Looking at the Dacron Flemish.


----------



## dayrlm

Doesn't matter if recurve or longbow. It should be 3". That said, depending on the maker of the string and material. Until a Dacron string is under tension it mat appear to be shorter than 3". Depending on how well the flemish twist is made it may have more stretch than an endless loop.

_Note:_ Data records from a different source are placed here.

PR #1112, opened 2022-11-26
style(checkout): STRIPE-192 Add labels as floating

er-contreras:
## What? [STRIPE-192](https://bigcommercecloud.atlassian.net/jira/software/c/projects/STRIPE/boards/622?modal=detail&selectedIssue=STRIPE-192)

Add labels as floating

## Why?
in order to change the style of the label in checkout customer, billing and payment inputs to be inside.

## Testing / Proof

https://user-images.githubusercontent.com/67211919/208209385-97c2ae58-df3d-4c23-a7bc-4c61c7f5633c.mov

### DIFF
--- a/packages/core/src/app/ui/loading/LoadingOverlay.tsx
+++ b/packages/core/src/app/ui/loading/LoadingOverlay.tsx
@@ -21,7 +21,7 @@ const LoadingOverlay: FunctionComponent<LoadingOverlayProps> = ({
                 {unmountContentWhenLoading && isLoading ? null : (
                     <div
                         style={{
-                            display: hideContentWhenLoading && isLoading ? 'none' : undefined,
+                            visibility: hideContentWhenLoading && isLoading ? 'hidden' : undefined,
                         }}
                     >
                         {children}
--- a/packages/core/src/app/customer/StripeGuestForm.tsx
+++ b/packages/core/src/app/customer/StripeGuestForm.tsx
@@ -110,9 +110,9 @@ const StripeGuestForm: FunctionComponent<StripeGuestFormProps & FormikProps<Gues
         if (parentContainer) {
             return getAppliedStyles(parentContainer, properties);
         }
- 
+
             return undefined;
-        
+
     };
 
     const containerId = 'stripe-card-component-field';
@@ -181,7 +181,7 @@ const StripeGuestForm: FunctionComponent<StripeGuestFormProps & FormikProps<Gues
                             </Legend>
                         }
                     >
-                        <div className="customerEmail-container">
+                        <div className="customerEmail-container" style={{paddingTop: '4px'}}>
                             <div className="customerEmail-body">
                                 <div id="stripeupeLink"/>
                                 <br/>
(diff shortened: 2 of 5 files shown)


packages/core/src/scss/components/checkout/customer/_customer.scss
```diff
@@ -41,6 +41,8 @@
     @include breakpoint("small") {
         width: grid-calc(7, $total-columns);
     }
+
+    margin-top: 20px;
```
bc-peng, line 45: image
It looks like the text fields are larger than the normal (non-stripe) form.
Also, CSS changes like this will apply to all interface with or without floating labels. Could you please provide a preview on those non-stripe forms. Thanks.

er-contreras: Hi @bc-peng, thanks for review this PR.  

https://user-images.githubusercontent.com/67211919/205139101-4d7cae49-2be5-40e6-a0c3-ff09092db9f2.mov

BC-AOrtiz: Hey @er-contreras could you add a screend shot or demo whit the css chagnes where we could see the billing field (non-stripe fields)

er-contreras: Sure,

bc-peng: This line and the one in `_forms.css` appear to be breaking current checkout design.
Please refer to the screenshots.
Screen Shot 2022-12-02 at 10 23 17 pm
Screen Shot 2022-12-02 at 10 26 07 pm

cc @animesh1987

bc-peng:
I think the CI check failed because of the code coverage, which should be fixed after rebase.
Is this PR achieving what you intended?

er-contreras:
> I think the CI check failed because of the code coverage, which should be fixed after rebase. Is this PR achieving what you intended?
Hi, @bc-peng 
It is, there were some changes that fix the issue that affect BC front-end.

packages/core/src/app/ui/loading/LoadingOverlay.tsx
```diff
@@ -21,7 +21,7 @@ const LoadingOverlay: FunctionComponent<LoadingOverlayProps> = ({
                 {unmountContentWhenLoading && isLoading ? null : (
                     <div
                         style={{
-                            display: hideContentWhenLoading && isLoading ? 'none' : undefined,
+                            visibility: hideContentWhenLoading && isLoading ? 'hidden' : undefined,
```
bc-peng, line 24: Could you please explain the reason of changing this?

Taken from the AMO Standards book:

BOW LENGTH STANDARD
AMO Bow Length Standard is designated to be three inches longer than AMO
Bow String Master that braces bow at proper String or Brace Height. Bow String
Master will carry only the bow length designation. Example: A Bow String
Master designated as AMO 66” (bow length) will have an actual length under
tension of 63”.
Cable length is determined by placing loops over 1/4” diameter steel pins and
stretching under 100 pound load and measuring from outside of pin to outside of
pin. Tolerance is +-1/16”. End loops of cable will be 1 1/4” long and plastic
coated.
Bow String Master shall have the following material specifications or equivalent:
1/16” 7 x 7 galvanized (Mil-C-1511) or stainless (Mil-C-5424) steel aircraft cable
of 480 lb. test.
A Bow String Master Set shall consist of twenty-five Bow String Masters to
measure bow lengths in one inch increments ranging from 48” to 72”; (i.e. actual
string lengths 45” to 69”).
The AMO prefix to bow lengths in inches means that the bow has been manufactured
to a length that properly uses a bow string designated with the identical
AMO marking. (i.e. A bow marked “AMO 60”, 50 lb. will brace to the proper
string height with a string marked “AMO 60”, 45 lb. to 55 lb.)


----------



## Night Wing

For my 66" Blacktail TD recurves, I called my bowyer and he told me the correct length for my 66" Blacktails using a Dyna97 bowstring is 62.5" in length.


----------



## servingspinner

Night Wing said:


> For my 66" Blacktail TD recurves, I called my bowyer and he told me the correct length for my 66" Blacktails using a Dyna97 bowstring is 62.5" in length.


Thus... the 3.5" in my answer.

There is nothing written in stone here folks, except for if the bow is new enough to handle Dyna97/ Fastflight type string material or not. If you have any doubt Please stay with Dacron


----------



## Lil Okie

I have a 56" grizzly.. I ordered my string 4" shorter and it worked out just fine


----------